November 2016 books

This is the latest post in a series I started in late 2019, anticipating the twentieth anniversary of my bookblogging which will fall in 2023. Every six-ish days, I’ve been revisiting a month from my recent past, noting work and family developments as well as the books I read in that month. I’ve found it a pleasantly cathartic process, especially in recent circumstances. If you want to look back at previous entries, they are all tagged under bookblog nostalgia.

I started the month at a work conference in darkest Kent, and on the day of the US election I was in Dublin, again for work, and spent the night in London for the sake of a rather brief TV interview. The next weekend it was off to Helsinki for my first Worldcon 75 meeting as Hugo Administrator. Colette Fozard was then my deputy, but in fact one of the Chairs of the convention resigned a week after the meeting, and Colette was appointed Vice-Chair in the subsequent reshuffle.

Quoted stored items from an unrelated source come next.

PR #442, opened 2015-04-16
Move initial capacity calculation into createStack

JosephTremoulet:
We were using the same calculation at all callsites, so just remove the
parameter and do the calculation in the method itself; this simplifies
adding new callsites.

Also remove the ReaderBase parameter, since it's always the same as the
instance pointer.


AndyAyersMS:
LGTM

PR #443, opened 2015-04-16
Allow explicit offset argument to createPointBlock

JosephTremoulet:
This allows creating point blocks for points other than CurrInstrOffset.


AndyAyersMS:
LGTM. You may want to squash your commits.

PR #444, opened 2015-04-16
Allow splitting point blocks in splitCurrentBlock

JosephTremoulet:
Check for the case that the current block is a point block for point
CurrInstrOffset; in that case, using NextInstrOffset for the split would
extend the block's range, so preserve the smaller end offset.


pgavlin:
LGTM. Thanks for the helpful comments.

PR #445, opened 2015-04-16
Preserve stack-propagating-ness in fgSplitBlock

JosephTremoulet:
If we're splitting a block that we've already marked as not propagating
stack (i.e. a point block), preserve that annotation on the newly-created
tail block (since it represents the same flow point as exit from the
original block).  The bit is left set on the original block (which becomes
the head); it's up to the caller to know why it's splitting the block here
and whether stack is propagated at this split point.

### DIFF
--- a/lib/Reader/readerir.cpp
+++ b/lib/Reader/readerir.cpp
@@ -1888,6 +1888,7 @@ void GenIR::fgNodeSetEndMSILOffset(FlowGraphNode *Fg, uint32_t Offset) {
 FlowGraphNode *GenIR::fgSplitBlock(FlowGraphNode *Block, IRNode *Node) {
   Instruction *Inst = (Instruction *)Node;
   BasicBlock *TheBasicBlock = (BasicBlock *)Block;
+  bool PropagatesStack = fgNodePropagatesOperandStack(Block);
   BasicBlock *NewBlock;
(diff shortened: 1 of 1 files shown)


pgavlin:
LGTM. Are there any other annotations that need to be similarly propagated?

JosephTremoulet:
These are the annotations we currently have:

```c++
  /// Byte Offset in the MSIL instruction stream to the first instruction
  /// in this basic block.
  uint32_t StartMSILOffset;

  /// Byte offset that is just past the last MSIL instruction of the Basic
  /// Block.
  uint32_t EndMSILOffset;

  /// In algorithms traversing the flow graph, used to track which basic blocks
  /// have been visited.
  bool IsVisited;

  /// Used to track what is on the operand stack on entry to the basic block.
  ReaderStack *TheReaderStack;

  /// true iff this basic block uses an operand stack and propagates it to the
  /// block's successors when it's not empty on exit.
  bool PropagatesOperandStack;
```

`splitBlock` is already updating start/end offsets.  `IsVisited` should be false for the new block.  `TheReaderStack` will get updated when we move to the new block.  `PropagatesOperandStack` is what this change covers.  So no, I don't think there are other properties that need updating.

pgavlin:
Great.

PR #446, opened 2015-04-16
Annotate root region as covering entire method

JosephTremoulet:
Without this, we were leaving its start and end offsets both set to zero,
which makes it appear not to contain its children and confuses things.


pgavlin:
LGTM

Issue #626, opened 2016-02-16
What direction should we take with the ApsimX GUI?


zur003:
I've been looking into the cross-platform operation of ApsimX, and thought this might be a good place to jot down some of my thoughts and observations, and also solicit the views of others.

The current GUI, based on Windows Forms, works reasonably well on Windows (as expected, though there are still a few rough spots), but rather poorly on Linux or Macintosh. My (admittedly limited) tests on Linux indicate rather poor responsiveness, the need to use a version of ICSharpCode.TextEditor more recent than that available via NuGet, and poor (that is, slow and with incorrect layout) display of the summary file. The situation is similar on the Mac which, although more forgiving in use of the TextEditor, tends to fail completely on any attempt to view the summary file. For both Linux and Mac, the worst performing aspect of GUI performance currently is the display of the summary file, which is implemented via an RTF representation. I'd like to see us get rid of this in any case: RTF is a difficult format to use. HTML would be much better, if we can find a suitable rendering engine that works across platforms.

If we really want to achieve good cross-platform performance, I think we would need to move away from Windows Forms completely, and move to GtkSharp. With GtkSharp, we should have access to the various controls we need with decent cross-platform support. These include: tabs, trees, grids, charts (Oxyplot has a GtkSharp implementation), context-sensitive code editing (using Mono.TextEditor from MonoDevelop). I'm a little less certain about rendering "rich" text, but I think cross-platform HTML rendering under GtkSharp should be possible via WebKit.

So the positive side of moving to a GtkSharp-based GUI would be a much better cross-platform experience. But there are negative sides as well. Here are a few I can think of:

1. Installation is likely to be much larger and more complex, as it would likely require installing the GtkSharp framework, WebKit, etc.
2. No one currently working on ApsimX has much GtkSharp experience (that I'm aware of), so we would all be facing the cost of learning a different technology. A lot of things work quite differently from their Windows counterparts (how controls are positioned; how the content of a tree control or grid is held and described).
3. There may be versioning issues. The underlying Gtk technology is now at version 3, but most GtkSharp support is at version 2, or currently migrating to version 3. (I suggest we start with version 2, and transition to version 3 only when it is more broadly supported.) There may also be some risk of DLL version conflicts with previously installed versions of Gtk.
[...]

PR #793, opened 2016-04-20
Tell the runner to ignore ApsimNG folder when looking for .apsimx

hol353:
files to run. 
Working on #626.


zur003:
Thanks, Dean.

The Messukeskus was hosting an pet fair at the time. Check out the show-jumping rabbit:

I then went back to Dublin again for another work trip, and also visited the World Health Organisation in Geneva. At home in Leuven, the M Museum was hosting an exhibition to mark the 500th anniversary of the publication of Thomas More’s Utopia:

But I must say that the election of Donald Trump caused me to do so much doomscrolling that I read only three books in the whole of that month, the lowest tally since I started keeping count (and probably the lowest since I learned to read). They were:

Fiction (non-sf): 1 (YTD 28)
Kramer’s War, by Derek Robinson; get it here.

sf (non-Who): 1 (YTD 74)
Prime Minister Corbyn: and other things that never happened, eds. Duncan Brack and Iain Dale; get it here.

Comics: 1 (YTD 23)
Antarès, Épisode 1, by Leo; get it here in French and here in English.

800 pages (YTD 56,100 pages)
0/3 (YTD 59/193) by women
0/3 (YTD 12/193) by PoC

With only three books, I won’t choose a best or worst of the month.